Brief
Each line of the data holding "been" should be found and copied.

Input for this task

Issue #2646, opened 2017-09-07
Improve performance when automatically loading MURs


vrajmohan:
The code that refreshes MURs works by discovering the oldest document to be reloaded and then reloads every document after that. Unlike AOs, it is not only recent MURs that can be updated. Therefore this code is suboptimal for MURs. 

The code needs to be refactored to only reload the actual documents changed.

This issue has been created by pulling out the remaining work from #2445

 - Consider updating the view
- [ ] As part of this work, make a migration to filter for `case_type=MUR` for `cases_with_parsed_case_serial_numbers`. See https://github.com/18F/openFEC/blob/develop/data/migrations/V0021__fecmur_schema_objects.sql#L97
- [ ] Update team & docs with `load_current_murs` new flag is `-m` -  `./manage.py load_current_murs -m '2804R'`

lbeaufort:
Once this work is done, we could explore having celery worker check for modified AOs and MURs more often - maybe every 5 min

AmyKort:
Merged, so closing

PR #3010, opened 2018-03-15
Modify MUR reload to only load specific MURs, check every 5 minutes

lbeaufort:
Questions:
- [x] ~Should `cases_with_parsed_case_serial_numbers` have an index on it? It'll have 2,000 rows.~ Underlying table `"case"` has `    "case_pkey" PRIMARY KEY, btree (case_id)`" - regular views inherit the indexes of the underlying tables.
- [x] ~Is there a better way than checking for all AOs/MURs changed in the last day? It looks like we reload them all day the day they’re modified. If I change that to every 5 minutes, will that be a big performance hit? Maybe we could look for ones modified in the past X hours?~ The plan is to check for any modified AOs or MURs in the past 8 hours instead of 24. By going from every 15m to every 5m we increase the load by 3 times. So, going from 24h -> 8h would even it up.

## Summary

- Addresses https://github.com/fecgov/openFEC/issues/2646

_Change MUR reload to only load the specified MUR(s) and not continue updating every subsequent MUR. Unlike AOs, MURs are not published sequentially._

_Run the celery task to check for modified MURs/AOs every 5 minutes._

- Run the migration file - `flyway migrate`
- celery -
Set up and run celery [using our wiki](https://github.com/fecgov/openFEC/wiki/Set-up-Redis-Celery-on-local-and-test-the-downloads)
If no MURs have been modified on `dev`, change the pg_date of some MURs:

**1) connect to dev DB**
**2) Update pg_date:**
```
BEGIN
UPDATE fecmur.cases_with_parsed_case_serial_numbers
SET pg_date = NOW()
WHERE case_no IN ('7000', '7004)
COMMIT
```

- manage.py -
Make sure elasticsearch is running and you have the latest credentials for `dev` s3 (see [legal resources instructions](https://docs.google.com/document/d/1e_sj6xD8hJiyCp20LjK8jITJlCBJHsLzfo6rPnvJBaw/edit) for more info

Exercise output
This issue has been created by pulling out the remaining work from #2445
If no MURs have been modified on `dev`, change the pg_date of some MURs:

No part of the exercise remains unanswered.